* Data below *
───
PR #537, opened 2023-12-19
[WIP] Handle Qiskit release notes structure correctly

### LINKED ISSUE #359: Handle Qiskit release notes structure correctly to split out the notes by version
───
* How to complete this task *
A faithful copy of the lines from the line containing "[WIP] Handle Qiskit" to the end of the data should be set down, both ends included, and nothing more.

* Written response *
[WIP] Handle Qiskit release notes structure correctly

### LINKED ISSUE #359: Handle Qiskit release notes structure correctly to split out the notes by version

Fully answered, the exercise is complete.